▶ _Aim of the task_: Look through the material below and count the lines that hold "since". Give that number by itself.

▶ _Records provided_:
Segment Open

PR #1085, opened 2025-09-23
Refactor `mime.zig`

nikneym:
This PR refactors `Mime` and introduces different parsing logic (prefers integer comparisons where possible) while giving up readability a bit.

### DIFF
--- a/src/browser/mime.zig
+++ b/src/browser/mime.zig
@@ -19,16 +19,16 @@
 const std = @import("std");
 
 pub const Mime = struct {
+    /// MIME type.
     content_type: ContentType,
-    params: []const u8 = "",
-    // IANA defines max. charset value length as 40.
-    // We keep 41 for null-termination since HTML parser expects in this format.
+    /// IANA defines max. charset value length as 40.
+    /// We keep 41 for null-termination since HTML parser expects in this format.
     charset: [41]u8 = default_charset,
 
     /// String "UTF-8" continued by null characters.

Segment Closed

▶ _Answer space_: 2